| Requirement |
Exactly the lines from the beginning of the material to the line with "menu to fail" are to be repeated, both ends included.
----------
PR #998, opened 2022-08-01
fix(context-menu): update context menu styling to fix UI breakage

seaerchin:
## Problem
Upgrading from cypress v6 to v10 also involved upgrading certain other packages. in [this](https://github.com/isomerpages/isomercms-frontend/pull/991/commits/197527712b2cab71f54a1f8867a36633c70ccfd8) commit on github, chakra was upgraded from v1.8.3 to v1.8.8 and this (was suspected to have) caused a visual bug on the frontend, where the context menu is not bound due to the `LinkBox` applying css styles on top of the button. 

## Solution
This problem came about because the `LinkBox` applied special styling onto its child components to ensure a11y compat. hence, the fix was to define a parent component for both `LinkBox` and `ContextMenu` in situations where this bug occurred.


alexanderleegs (changes requested):
The `clickContextMenuItem` command might need to be updated - the refactored context menu button is causing tests involving the context menu to fail
Screenshot 2022-08-03 at 10 33 49 AM

seaerchin:
> Reference in ne

good catch, this slipped my mind when pushing this PR. i think this could have been caught with automated e2e actually - how fast does e2e run on your local machine now? 

i think if it's a reasonable amount of time (10-20 mins), we could consider running e2e per PR (v10 seems to be a lil faster)

alexanderleegs (approved):
lgtm

PR #1472, opened 2023-09-05
Chore/fix title text

alexanderleegs:
Changes the title to `IsomerCMS` instead of `Isomer CMS`.

### DIFF
--- a/public/index.html
+++ b/public/index.html
@@ -29,7 +29,7 @@
       work correctly both with client-side routing and a non-root public URL.
       Learn how to configure a non-root public URL by running `npm run build`.
     -->
-    <title>Isomer CMS</title>
+    <title>IsomerCMS</title>
   </head>
   <body>
     <noscript>You need to enable JavaScript to run this app.</noscript>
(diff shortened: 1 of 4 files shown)


public/index.html
```diff
@@ -29,7 +29,7 @@
       work correctly both with client-side routing and a non-root public URL.
       Learn how to configure a non-root public URL by running `npm run build`.
     -->
-    <title>Isomer CMS</title>
```
harishv7, line 32: why do we not have the space? Isomer and CMS are 2 different words right?

alexanderleegs: Yup, but to be consistent with our comms - see [this thread](https://opengovproducts.slack.com/archives/C04S8QA6ES3/p1693875975226159)

dcshzj:
@alexanderleegs nit: the `AllSitesHeader.tsx` and `Header.jsx` files contains the `alt` attribute that should also have the space removed, so we can be consistent. Same as the `VerifyUserDetailsModal.jsx` file.

alexanderleegs:
> @alexanderleegs nit: the `AllSitesHeader.tsx` and `Header.jsx` files contains the `alt` attribute that should also have the space removed, so we can be consistent. Same as the `VerifyUserDetailsModal.jsx` file.


Good catch, fixed in https://github.com/isomerpages/isomercms-frontend/pull/1472/commits/0e14bca2ee63d5dd9289c963ccd9830ac9aa3566

dcshzj (approved):

PR #1473, opened 2023-09-05
feat(herobody): add first pass of layout

seaerchin:
## Problem
we need to add new layout options for hero banner

## Solution
- Add panels on the hero section first
- changed hero body so that it contains the new options now

## Screenshots
Recording 2023-09-08 at 14 39 45

## Tests
- [ ] go to homepage
- [ ] click on the hero section
- [ ] select the various new layouts
- [ ] the panel should reflect the new options
- [ ] the **preview should not work**

### DIFF
--- a/src/layouts/components/Homepage/HeroBody.tsx
+++ b/src/layouts/components/Homepage/HeroBody.tsx
@@ -152,7 +152,7 @@ type SectionAlignment = "left" | "right"
 
 type SectionBackgroundColor = "black" | "white" | "translucent gray"
 
-interface HeroSideSectionProps {
+interface HeroSideSectionProps extends HeroCenteredLayoutProps {
   background: string
   index: number
   errors: {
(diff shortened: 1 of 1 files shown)


seaerchin:
ps, missing 1 title/subtitle on side layuot - adding now

src/layouts/components/Homepage/HeroBody.tsx
```diff
@@ -93,50 +364,41 @@ export const HeroBody = ({
...
+              return <HeroImageOnlyLayout {...rest} />
+            }
+
+            if (currentSelectedOption === HERO_LAYOUTS.SIDE_SECTION.value) {
+              return (
+                <HeroSideSectionLayout
+                  {...rest}
+                  size="half"
+                  alignment="left"
+                  backgroundColor="black"
```
alexanderleegs, line 384: This resets the values every time the user selects a different option then comes back - are we okay with this behaviour?

src/layouts/components/Homepage/HeroBody.tsx
```diff
@@ -37,6 +42,276 @@ export interface HeroBodyFormFields {
...
+  background,
+  index,
+  errors,
+  title,
+  subtitle,
+  size = "half",
+  alignment = "left",
+  backgroundColor = "black",
+}: HeroSideSectionProps) => {
+  const [, setSectionSize] = useState(size)
```
harishv7, line 178: why do we need the set state without declaring the state?

src/layouts/components/Homepage/HeroBody.tsx
```diff
@@ -37,6 +42,276 @@ export interface HeroBodyFormFields {
...
+            <Radio value="right" size="xs" w="50%" allowDeselect={false}>
+              Right
+            </Radio>
+          </HStack>
+        </Radio.RadioGroup>
+      </Box>
+      <Box w="100%">
+        <Text textStyle="subhead-1">Section background colour</Text>
+        <HStack spacing="0.75rem" alignItems="flex-start">
+          <IconButton
```
harishv7, line 232: maybe can store as [{}] and .map

src/layouts/components/Homepage/HeroBody.tsx
seaerchin: this is gonna be fixed in an upcoming PR - we're gonna roll out the new stuff totally (behind a feature flag) so this intermediate state won't be seen

src/layouts/components/Homepage/HeroBody.tsx
seaerchin: ps, i only added the panel - this means that the preview stuff here isn't working (it's a stop gap).

the actual preview component for these are gonna be added in a follow up and htis will be removed

src/layouts/components/Homepage/HeroBody.tsx
seaerchin: ps, could you go into a bit more detail her?

seaerchin: i will put as a function cos it relies on the icon colour (black/gray/white)

alexanderleegs (approved):
lgtm

PR #1476, opened 2023-09-06
Fix/edit nav nits

alexanderleegs:
## Problem

Resolves Nav specific issues in https://www.notion.so/opengov/Restyling-feedback-3a4dc84523ff44529e0644ae85b4e0ca. 

Resolves IS-533


dcshzj (approved):
No issues with the styling changes, but @alexanderleegs can check for the delete buttons, I realised yours isn't 100% width, should it be the full width or just the current width (which is based on the text)?

PR #1477, opened 2023-09-06
fix(homepage): various styling fixes 

seaerchin:
## Problem
See the restyling notion page [here](https://www.notion.so/opengov/Restyling-feedback-3a4dc84523ff44529e0644ae85b4e0ca?pvs=4), specifically those that were tagged to me

## Solution
Mostly style fixes + copy changes, should be self explanatory


alexanderleegs (approved):
lgtm

PR #1479, opened 2023-09-06
fix(edithomepage): move error msg extraction into component

seaerchin:
## Problem
previously we try to extract error msg prior to data load

## Solution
----------
| Response to this exercise |
PR #998, opened 2022-08-01
fix(context-menu): update context menu styling to fix UI breakage

seaerchin:
## Problem
Upgrading from cypress v6 to v10 also involved upgrading certain other packages. in [this](https://github.com/isomerpages/isomercms-frontend/pull/991/commits/197527712b2cab71f54a1f8867a36633c70ccfd8) commit on github, chakra was upgraded from v1.8.3 to v1.8.8 and this (was suspected to have) caused a visual bug on the frontend, where the context menu is not bound due to the `LinkBox` applying css styles on top of the button. 

## Solution
This problem came about because the `LinkBox` applied special styling onto its child components to ensure a11y compat. hence, the fix was to define a parent component for both `LinkBox` and `ContextMenu` in situations where this bug occurred.


alexanderleegs (changes requested):
The `clickContextMenuItem` command might need to be updated - the refactored context menu button is causing tests involving the context menu to fail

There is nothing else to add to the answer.